The z-Test

2024

NHST Summary Recipe

Specify the null and alternative hypotheses (\(H_0\) and \(H_1\)) in terms of a population parameter \(\theta\).
Specify the type I error rate – denoted by the symbol \(\alpha\) – you are willing to tolerate.
Specify the sample statistic \(\widehat{\theta}\) that you will use to estimate the population parameter \(\theta\) in step 1 and state how it is distributed under the assumption that \(H_0\) is true.
Obtain a random sample and use it to compute the sample statistic from step 3. Call this value \(\widehat{\theta}_{\text{obs}}\).
If \(\widehat{\theta}_{\text{obs}}\) or a more extreme outcome is very unlikely to occur under the assumption that \(H_0\) is true, then reject \(H_0\). Otherwise, do not reject \(H_0\).

What is \(\theta\) and \(\widehat{theta}\)?

\(\theta\) is a population parameter that you are interested in estimating. E.g., in the case of a Normal test, \(\theta\) is the population mean \(\mu\).
\(\widehat{\theta}\) is a sample statistic that you use to estimate \(\theta\). E.g., in the case of a Normal test, \(\widehat{\theta}\) is the sample mean \(\overline{x}\).
The reason we bother to write the steps in terms of \(\theta\) and \(\widehat{\theta}\) is that the steps are general and can be applied to any hypothesis test.

How did we compute P-values before computers?

Statistical tables were the primary tool for finding p-values before computers.
Tables provided pre-calculated critical values and p-values for various distributions at common significance levels.
Relevant test statistic would be calculated by hand based on the sample data and then looked up in the appropriate table to get the corresponding p-value.

How many tables were there?

Consider just the Normal distribution defined by a mean \(\mu_X\) and standard deviation \(\sigma_X\).
There are infinitely many possible values for \(\mu_X\) and \(\sigma_X\), so there would be infinitely many tables.
In practice only the standard normal distribution was tabulated.

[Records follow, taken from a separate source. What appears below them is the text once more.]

PR #2786, opened 2023-05-11
Features/tracker

dlobo:
## Summary

## Checklist

## Notes


lib/glific/flows/router.ex
```diff
@@ -320,6 +320,7 @@ defmodule Glific.Flows.Router do
   end
 
   defp find_category(%{type: "random"} = router, _context, _msg) do
+    Glific.Metrics.increment("A/B Node")
```
pankaj-ag: @dlobo I think we can put these events' name shortcodes instead of the actual event label. It will help us to manage or in case we want to resuse the event name somewhere else.

lib/glific/trackers/tracker.ex
```diff
@@ -0,0 +1,223 @@
...
+    |> Repo.insert()
+  end
+
+  @doc """
+  Update tracker
+  """
+  @spec update_tracker(Tracker.t(), map()) ::
+          {:ok, Tracker.t()} | {:error, Ecto.Changeset.t()}
+  def update_tracker(%Tracker{} = tracker, attrs) do
+    tracker
```
pankaj-ag: Maybe I am missing something but I think we don't combine these functions and schema info (struct) in the same file. 

We are putting these functions in context and all the DB, schema-related things to the different file.

pankaj-ag (approved):
@dlobo There are two suggestions. 

Both of them are just to have the consistency in the code so we can change that later.

lib/glific/trackers/tracker.ex
AkhileshNegi: @pankaj-ag I have made requested changes

AkhileshNegi (approved):

lib/glific/flows/router.ex
AkhileshNegi: @pankaj-ag I have made requested changes

PR #2821, opened 2023-06-06
Merge branch 'docker' of https://github.com/aashi-ihsaa/glific into d…

aashi-ihsaa:
Docker file including
1. DockerFile
2. Docker-compose file


dlobo:
We are using a different approach, so will not merge this one

Issue #2858, opened 2023-07-03
Interactive Templates: Adding Tags field and support for filtering by Tags


Darshan2003:
### Description
Add `tags` to Interactive Templates for improved management and search capabilities. Update the `InteractiveTemplates` API to enable the filtering of templates by `tags`.

### Goals
Steps to follow:

1. Create new migration to add a `tag_id` column in the `interactive_templates` table which references `tags` table 
2. Update Ecto schema and GraphQL schema of  interactive templates
3. Update corresponding database queries

### Project Name
Glific

###  Organization Name
Project Tech4Dev

### Domain
Social Sector

### Complexity
Easy

### Tech Skills Needed
Elixir

### Name of Mentors
@AkhileshNegi 

### Category
Feature

### Product Set-Up
https://github.com/glific/

### Acceptance Criteria
PR merged into the main branch

PR #2863, opened 2023-07-03
Target Issue: Issue 2858

aashi-ihsaa:
**Summary**
Target issue is #2858 

**Notes**

The following changes were made:

- Updated GraphQL and ecto schema for `Interactive Templates`
- Added query to filter using list of tag_id


lib/glific/templates/interactive_templates.ex
```diff
@@ -37,19 +39,22 @@ defmodule Glific.Templates.InteractiveTemplates do
     Enum.reduce(filter, query, fn
       {:term, term}, query ->
         from(q in query,
-          where:
-            ilike(field(q, :label), ^"%#{term}%") or
-              fragment("interactive_content::text like ?", ^"%#{term}%")
+          where: ilike(field(q, :label), ^"%#{term}%") or
+                 fragment("interactive_content::text LIKE ?", ^"%#{term}%")
```
AkhileshNegi: @aashi-ihsaa you need to add condition here as well to check tag label

Issue #2871, opened 2023-07-05
Download Collection Data from Glific


aravind-glific:
### Description
The collection data can't be downloaded from the Glific interface now, only viewing is possible. In order to download collection information, we need to rely on the DataStudio dashboard to do it. Currently the 'Collection Tile' only consists of options like 'Add contact', 'Edit Collection', and 'Delete Collection'. (refer to screenshot below)

![Screenshot 2023-07-05 at 3 13 05 PM](https://github.com/glific/glific/assets/132430123/e9e3e791-f3f5-4258-aab1-a66b0646b096)

### Goals
Incorporating the functionality to Download Collection ideally in the 'Manage Collections' or at least in the 'Edit Collections' page would make it more user-friendly. The file format for the data could be .csv or .xlsx
The ideal solution would be to incorporate a download icon in the Collection Tile alongside Edit, Add & Delete icons
These are some of the relevant data points expected in the file :
- contact name
- phone number
- flow which they're on currently
- last message sent to the contact
- partner org to which they're signed up to (custom contact variable -> specific to Saturday Art Class)
- It'd be nice if you could make the downloadable file customizable (select which contact variables to be part of the file downloaded), since the data points which NGOs look for in collection details file will vary

### Project Name
Glific

###  Organization Name
Project Tech4Dev

### Domain
Social Sector

### Complexity
Easy

### Tech Skills Needed
Elixir

### Name of Mentors
@AkhileshNegi 

### Category
Feature

### Product Set-Up
https://github.com/glific/

### Acceptance Criteria
PR merged into the main branch

PR #2884, opened 2023-07-06
Target issue #2871

aashi-ihsaa:
**Summary**
Target issue is #2871 

**Notes**

- Created a function `import_collection` which returns a string of contacts in collection.
- Done changes in schema.

### DIFF
--- a/lib/glific/groups.ex
+++ b/lib/glific/groups.ex
@@ -136,6 +136,15 @@ defmodule Glific.Groups do
     |> Repo.one!()
   end
 
+  def import_collection(group_id) do
+    result = ContactGroup
+    |> join(:inner, [cg], c in Contact, as: :c, on: cg.contact_id == c.id)
+    |> where([cg], cg.group_id == ^group_id)
+    |> select([c: c], [c.name, c.phone])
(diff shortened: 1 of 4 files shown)


lib/glific/groups.ex
```diff
@@ -136,6 +136,21 @@ defmodule Glific.Groups do
...
+  def export_collection(group_id) do
+    result =
+      ContactGroup
+      |> join(:inner, [cg], c in Contact, as: :c, on: cg.contact_id == c.id)
+      |> where([cg], cg.group_id == ^group_id)
+      |> select([c: c], [c.name, c.phone])
+      |> Repo.all()
+      |> Enum.reduce(%{}, fn [name, phone], acc -> Map.put(acc, name, phone) end)
+      |> Enum.map(fn {name, phone} -> "#{name},#{phone}" end)
+      |> Enum.join("\n")|>IO.inspect()
```
AkhileshNegi: `\r\n` use this after each entry and omit `IO.inspect()`

AkhileshNegi: Instead of 3 Enums can you use single Enum to return csv strings

Issue #2880, opened 2023-07-06
Internal Dashboard: Monthly Flows data


AkhileshNegi:
### Description
Improving Internal Dashboard by adding few more metrics

### Goals
Add new cards similar to `Monthly Conversation` for Flows started and completed. Can use stats column `flows_started` and `flows_completed` with period as `day`

### Project Name
Glific

###  Organization Name
Project Tech4Dev

### Domain
Social Sector

### Complexity
Easy

### Tech Skills Needed
Elixir, Liveview

### Name of Mentors
@AkhileshNegi 

### Category
Feature

### Product Set-Up
https://github.com/glific/

### Acceptance Criteria
PR merged into the main branch

PR #2894, opened 2023-07-10
Add Cards for Monthly Flows

Chaitanya1512:
## Summary
 Target issue is #2880  

## Notes

### DIFF
--- a/lib/glific/reports.ex
+++ b/lib/glific/reports.ex
@@ -60,10 +60,10 @@ defmodule Glific.Reports do
       "SELECT COUNT(id) FROM contacts WHERE organization_id = #{org_id} and optout_time IS NULL and optin_time IS NULL"
   defp get_count_query(org_id, :flows_started),
     do:
-      "SELECT flows_started FROM stats WHERE organization_id = #{org_id} and inserted_at >= date_trunc('day', CURRENT_DATE)"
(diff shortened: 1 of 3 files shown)


lib/glific/reports.ex
```diff
@@ -56,6 +58,12 @@ defmodule Glific.Reports do
   defp get_count_query(org_id, :non_opted_contacts_count),
     do:
       "SELECT COUNT(id) FROM contacts WHERE organization_id = #{org_id} and optout_time IS NULL and optin_time IS NULL"
+  defp get_count_query(org_id, :flows_started),
+    do:
+      "SELECT flows_started FROM stats WHERE organization_id = #{org_id} and inserted_at >= date_trunc('day', CURRENT_DATE)"
```
AkhileshNegi: @Chaitanya1512 in stats table we have period column where we basically add stats. Period can be day, hour, week or summary. You can use daily one here

lib/glific/reports.ex
```diff
@@ -56,6 +58,12 @@ defmodule Glific.Reports do
...
+  defp get_count_query(org_id, :flows_completed),
+    do:
+      "SELECT flows_completed FROM stats WHERE organization_id = #{org_id} and inserted_at >= date_trunc('day', CURRENT_DATE)"
```
AkhileshNegi: @Chaitanya1512 in stats table we have period column where we basically add stats. Period can be day, hour, week or summary. You can use daily one here

Issue #2909, opened 2023-07-15
Internal Dashboard: Broadcasts


AkhileshNegi:
### Description
Improving Internal Dashboard by adding a few more metrics

### Goals
To see a high-level idea of the broadcasts started for the collections add a table for broadcasts with columns as `group name`, `flow name`, `started at` and `completed at`. Reference `message_broadcasts` table

### Project Name
Glific

###  Organization Name
Project Tech4Dev

### Domain
Social Sector

### Complexity
Easy

### Tech Skills Needed
Elixir, Liveview

### Mentor(s)
@AkhileshNegi 

### Category
Feature

### Product Set-Up
https://github.com/glific/

### Acceptance Criteria
PR merged into the main branch

PR #2926, opened 2023-07-19
Added table for message broadcasts

v-makkar:
## Summary
 Target issue is #2909


lib/glific/reports.ex
```diff
@@ -138,6 +138,67 @@ defmodule Glific.Reports do
...
+  defp get_flow_name(flow_id) do
+    name = get_flow_name_sql(flow_id)
+      |> Repo.query!([])
+      |> then(& &1.rows)
+
+    case name do
+      [[name]] -> name
+      _ -> 0
+    end
+  end
```
AkhileshNegi: instead of this you can use join query and fetch data in one query

lib/glific/reports.ex
```diff
@@ -139,6 +139,52 @@ defmodule Glific.Reports do
...
+  def get_broadcast_data(org_id) do
+    query_data =
+      get_broadcast_query(org_id)
+      |> Repo.query!([])
+
+    Enum.map(query_data.rows, fn
+      [flow_id, group_id, started, nil] ->
+        [[name], [label]] = get_flow_name_and_group_name(flow_id, group_id)
+        [name, label, Timex.format!(started, "%H:%M, %d-%m-%Y", :strftime), "Not Completed Yet"]
+
```
AkhileshNegi: image

Right now time format is `07:58, 20-07-2023` can u change this to `20-07-2023 07:58 AM`. This way it will look a bit better

lib/glific/reports.ex
```diff
@@ -139,6 +139,52 @@ defmodule Glific.Reports do
...
+          Timex.format!(started, "%H:%M, %d-%m-%Y", :strftime),
+          Timex.format!(completed, "%H:%M, %d-%m-%Y", :strftime)
+        ]
+    end)
+  end
+
+  defp get_broadcast_query(org_id) do
+    """
+    SELECT flow_id, group_id, started_at, completed_at FROM message_broadcasts WHERE type='flow' AND organization_id=#{org_id};
+    """
```
AkhileshNegi: we may need to put a limit to show only recent 10 else the list may go on forever or add support for pagenation

Issue #2935, opened 2023-07-21
GCS: Bulk uploading


AkhileshNegi:
**Is your feature request related to a problem? Please describe.**
Our current method of uploading files to GCS is not that scalable, where we basically download files from Gupshup and upload files to GCS
Once the file is uploaded we update `messages_media` table with GCS URLs which organizations can use

**Describe the solution you'd like**
Finding alternative to bulk upload files to GCS

Some sample files

```
https://filemanager.gupshup.io/fm/wamedia/ColoredCow/1099e8e4-83e9-4169-b260-ceb394d6574f
https://filemanager.gupshup.io/fm/wamedia/ColoredCow/48d5b347-c6c3-4cf8-9583-0a7b76cd3606
https://filemanager.gupshup.io/fm/wamedia/ColoredCow/8176d04e-970d-4e2a-9987-2b3da974421a
https://filemanager.gupshup.io/fm/wamedia/ColoredCow/492e3e32-755a-4b32-b08a-1cb35870e46e
https://filemanager.gupshup.io/fm/wamedia/ColoredCow/a27697f8-b4c1-4305-8572-17e346aadfa3
https://filemanager.gupshup.io/fm/wamedia/ColoredCow/69edddc3-cd52-453a-af66-f2d3e0959d8a
https://filemanager.gupshup.io/fm/wamedia/ColoredCow/2f08a86e-3e4d-4c7f-9c35-e1f0c06103b5
https://filemanager.gupshup.io/fm/wamedia/ColoredCow/39d5b91b-a152-4fb1-b182-2014921856a6
https://filemanager.gupshup.io/fm/wamedia/ColoredCow/abc6a2ea-2d2d-4828-9197-3566bf0f4bf8
https://filemanager.gupshup.io/fm/wamedia/ColoredCow/61c55695-2e8e-4518-b327-96bf1e064836
https://filemanager.gupshup.io/fm/wamedia/ColoredCow/136ed31e-f2d0-4f89-8137-6a1dfd577dd0
```

dlobo:
I would say, lets get a standalone script working first that does the following:

0. To begin with assume all credentials and bucket name comes from a config file / env
1. Given a set of ids, urls, and relative location in the bucket, do a bulk upload to GCS. Also move the files to the right location in the bucket
2. Return a set of ids with the GCS url

Once the above is done, we can integrate with the elixir code base and then do:

1. For each org, generate a set of ids, urls and location
2. Call the above with the right config for the org
[...]

PR #2954, opened 2023-07-26
Bulk Upload GCS

aashi-ihsaa:
**Summary**
 Target issue is #2935   

This is a working approach but need to add fucntionality to create tsv files using url.


dlobo:
Not sure what this PR does or how it integrates into existing code base. If we can chat, let's chat in the morning. Seems like a lot of work needs to be done, a fair bit of stuff is hardcoded etc.

aashi-ihsaa:
so basically in this, we are taking a list of urls which then we convert to tsv file to initiate a google transfer service. then we are uploading that file on gcs. and calling transfer function to transfer all remote urls into out bucket so there is no downloading to local which was oreviously done.

AkhileshNegi:
Closing this PR as this will take some time to fix everything and move to different path of how we are handling GCS uploads

PR #2974, opened 2023-08-03
Bhasini integration

mohitgusain:
1. Created a common webhook for the bhasini integration
2. New third-party file for the Bhasini ASR thing

### DIFF
--- a/lib/glific/clients/common_webhook.ex
+++ b/lib/glific/clients/common_webhook.ex
@@ -4,6 +4,7 @@ defmodule Glific.Clients.CommonWebhook do
   """
 
   alias Glific.{
+    ASR.Bhasini,
     ASR.GoogleASR,
     Contacts.Contact,
     OpenAI.ChatGPT,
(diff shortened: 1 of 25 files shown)


lib/glific/third_party/asr/bhasini.ex
```diff
@@ -0,0 +1,185 @@
...
+              callback_url,
+              asr_service_id,
+              source_language,
+              content
+            )
+
+          code ->
+            # Handle other successful responses with non-200 status codes
+            IO.puts("API call returned status code: #{code}")
+            IO.puts(response.body)
```
AkhileshNegi: why this is needed?

lib/glific/third_party/asr/bhasini.ex
```diff
@@ -0,0 +1,185 @@
...
+        end
+
+      {:error, reason} ->
+        # Handle errors
+        IO.puts("API call failed with reason: #{inspect(reason)}")
```
AkhileshNegi: also this

lib/glific/clients/common_webhook.ex
```diff
@@ -95,6 +96,26 @@ defmodule Glific.Clients.CommonWebhook do
...
+    user_id = fields["userID"]
+    ulca_apikey = fields["ulcaApiKey"]
+    pipeline_id = fields["pipelineId"]
+    base_url = fields["base_url"]
+
+    Bhasini.with_config_request(
+      speech,
+      user_id,
+      ulca_apikey,
+      pipeline_id,
```
AkhileshNegi: instead of this send the fields map and use that in the `with_config_request` where it is needed

lib/glific/third_party/asr/bhasini.ex
```diff
@@ -0,0 +1,185 @@
+defmodule Glific.ASR.Bhasini do
```
AkhileshNegi, line 1: instead of `ASR/Bhasini.ex` just add separate folder for `Bhasini/Bhasini.ex`

mohitgusain: I think we can keep it inside the ASR folder. As inside the asr folder, we have now 2 integration google asr and Bhasini asr.  If there will be any new integration in future we can keep that also inside the asr folder. Thoughts @AkhileshNegi ?

AkhileshNegi: ok cool

lib/glific/clients/common_webhook.ex
mohitgusain: Done

lib/glific/third_party/asr/bhasini.ex
mohitgusain: Made changes

lib/glific/third_party/asr/bhasini.ex
mohitgusain: Updated

AkhileshNegi (approved):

The Standard Normal (i.e., \(Z\)) Distribution

The standard normal distribution is a normal distribution with a mean of 0 and a standard deviation of 1.
Any normal distribution can be transformed into a standard normal distribution by subtracting the mean and dividing by the standard deviation.

The \(Z\) transformation

\[ \begin{align} X &\sim \mathcal{N}(\mu_X, \sigma_X) \\ Z &= \frac{X - \mu_X}{\sigma_X} \\ Z &\sim \mathcal{N}(0, 1) \end{align} \]

Here both \(X\) and \(Z\) are random variables.

The \(z\)-score

\[ \begin{align} z_{obs} &= \frac{x_{obs} - \mu_X}{\sigma_X} \\ z_{obs} &\sim \mathcal{N}(0, 1) \end{align} \]

Here, \(z_{obs}\) is a single value that represents the number of standard deviations \(x_{obs}\) – also a single value – is from the mean \(\mu_X\).

A quick note on nomenclature

We use capital letters to denote random variables and lower case letters to denote specific observations from those random variables.
We may also use subscripts (e.g., \(z_{obs}\)) to further clarifiy whether we are referencing a random variable or a specific observation.
Even if we neglect to perfectly follow this convention it will usually be clear from context which is which.

Question

Given a normal distribution with a mean (\(\mu_X\)) of 100 and a standard deviation (\(\sigma_X\)) of 15, you calculate a sample mean (\(\overline{x}\)) of 108 from a random sample of size \(n=10\). What is the \(z\)-score for this sample mean?

Click here for the answer

\[ \begin{align} z_{obs} &= \frac{\overline{x} - \mu_{\overline{X}}}{\sigma_{\overline{X}}} \\ z_{obs} &= \frac{\overline{x} - \mu_{X}}{\sigma_{X} / n} \\ z &= \frac{108 - 100}{15/10}\\ z &= 5.33 \end{align} \]

Question

What is true about the \(Z\)-transformed distribution of and \(X\) and \(\overline{X}\)?

The \(Z\)-transformed distribution of \(X\) is normal with a mean of 0 and a standard deviation of 1 but the \(Z\)-transformed distribution of \(\overline{X}\) is not.
The \(Z\)-transformed distribution of \(\overline{X}\) is normal with a mean of 0 and a standard deviation of 1 but the \(Z\)-transformed distribution of \(X\) is not.
They are both normal with a mean of 0 and a standard deviation of 1.
Neither is normal with a mean of 0 and a standard deviation of 1.

Click here for the answer

They are both normal with a mean of 0 and a standard deviation of 1.